If $a_i \in \mathbb R^+$. Prove that $\displaystyle \left( \sum_{i=1}^{n} a_i \right) ^{3} \leq n^2 \displaystyle \left( \sum_{i=1}^{n} a_i^{3} \right)$
Also, show that the equality holds iff $a_1=a_2=...=a_n$
I have proved the inequality using RMS-AM as well as cauchy-schwarz inequality. But I am stuck in proving the equality condition. Please help.
On
By RMS-AM inequality we know that equality holds if and only iff $a_1=...=a_n$, then we can refer to that proof.
On
Rewrite the question as $$ \displaystyle \frac1n\sum_{i=1}^{n} a_i \leq \displaystyle \left(\frac1{n} \sum_{i=1}^{n} a_i^{3} \right)^{\frac13} $$ Now this is true, since it is the power mean inequality.
For the power mean inequality (as for all inequalities comparing means), it is well known that equality holds if and only if $a_1=a_2=...=a_n$.

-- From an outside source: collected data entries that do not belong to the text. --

PR #514, opened 2018-09-18
Making Mapsui MVVM compatible

sanderswart-atmos:
In order to make Mapsui MVVM compatible, I've exposed the Map and Navigator properties of the WPF MapControl as DependencyProperties. This way, a viewmodel can bind to those properties in the xaml and manipulate the map layers and viewport. 

I've also added a simple example which adds a Bing Aerial map via a viewmodel and can manipulate the location of the Viewport's center from the viewmodel using the Navigator's methods.

Known bugs:
- When the map is first loaded in, it starts at the default resolution of 1. I haven't found a way to fix this, since setting the zoom level (using Navigator.ZoomTo(resolution)) when adding the map layer results in a memory leak. Setting the zoom level in the OnStartAnimations method works like it's supposed to.


pauldendulk:
Thanks sanders. I checked out your MVVM branch and started Mapsui.Samples.Wpf.Mvvm I don't see a map. Are there some specific instructions to get this running?

pauldendulk:
The problem was with incompatible versions of the skiasharp nugets. This problem was perhaps in the repo at the time you branched it. I updated all to 1.60.0 to get it to work.

pauldendulk:
When I start to see the mvvm sample:
- It starts with an empty map
- I press add bing layer and see the missing tile images.
- I zoom out to see the whole world.
- I press start animation. The map zooms in to a point in the ocean. The button goes to 'stop animation'.
- I don't see a smooth animation.
- I if start panning/zooming the map randomly jumps to other positions.

sanderswart-atmos:
I've just edited the example so it starts with OpenStreetsMap as initial map. This can be any map and is editable in the ViewModel (I can make a dropdown menu where you can select a map to elaborate more on that flow).

The example was just to show that you can set the map layers and navigate on the map using an MVVM pattern instead of using code-behind.

The issue that the Viewport starts fully zoomed in is something I can't seem to fix, since trying to set the resolution in the constructor or setter results in a memory leak where it seems like the entire map is being filled with tiles.

There is no animation since there is no animation yet in the navigator or MapControl. In my opinion, that would be the place where animations should be handled. They can be platform independent by just using native c# functions that animate the zoom level or center of the Viewport.

If you start panning when the animation is still running, the animation will override your position, thus making it jump to other positions. If you stop the animation by clicking on the button again, it will stop the animation and panning should be the same as the other examples.

pauldendulk:
The DependencyProperties are wpf specific. I am trying to work towards more similarity between all four platforms. I assume NotifyPropertyChanged could also be used instead. Do you see a reason to use DependencyProperties specifically?

pauldendulk:
This is what I see when I run the animation.

out6

pauldendulk:
When I run after a clean checkout the map shows nothing because of an exception. The SkiaSharp.Svg dll can not be loaded. You can see the exception in the debugger I you break on all common language runtime exception by checking them in the Exception Settings.

image

If downgrade to SkiaSharp 1.60.0 (not sure if this is necessary) and add SkiaSharp.Svg to the MVVM project it works again.

sanderswart-atmos:
> The DependencyProperties are wpf specific. I am trying to work towards more similarity between all four platforms. I assume NotifyPropertyChanged could also be used instead. Do you see a reason to use DependencyProperties specifically?

This is done so that you can bind to the map and navigator in the xaml, removing the need for code-behind.

The Skia error is one that I'm struggling with. Apparently, that is a skia error which should be fixed in the newest version.

sanderswart-atmos:
I could add a slider which controls the zoom level of the animation if that would make the example more intuitive to use

pauldendulk:
I am going to close this. The project has moved on in the meantime and there are too many changes. If we look at this a second time there should be a discussion first. Get clear what the limiting factor is. Discuss how it could be fixed.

A reference for the last statement.
Let $\bar{a} = \frac1n\sum\limits_{k=1}^n a_k$. Since all $a_k > 0$, so does $\bar{a}$. For each $k$, we have
$$a_k^3 - 3\bar{a}^2a_k + 2\bar{a}^3 = (a_k+2\bar{a})(a_k - \bar{a})^2 \ge 0 $$
Summing over $k$, the sum of LHS becomes
$$\sum_{k=1}^n a_k^3 - 3\bar{a}^2\sum_{k=1}^n a_k + 2n\bar{a}^3 = \sum_{k=1}^n a_k^3 - n\bar{a}^3$$
Multiply the sum on both sides by $n^2$, we obtain
$$n^2\sum_{k=1}^n a_k^3 - \left(\sum_{k=1}^n a_k\right)^3 = n^2 \sum_{k=1}^n (a_k + 2\bar{a})(a_k - \bar{a})^2 \ge 0$$
In order for the inequality to become an equality, the necessary and sufficient condition is $$(a_k + 2\bar{a})(a_k - \bar{a})^2 = 0,\forall k \quad\iff\quad a_k - \bar{a} = 0, \forall k$$ The last condition is equivalent to $a_1 = a_2 = \cdots = a_n$.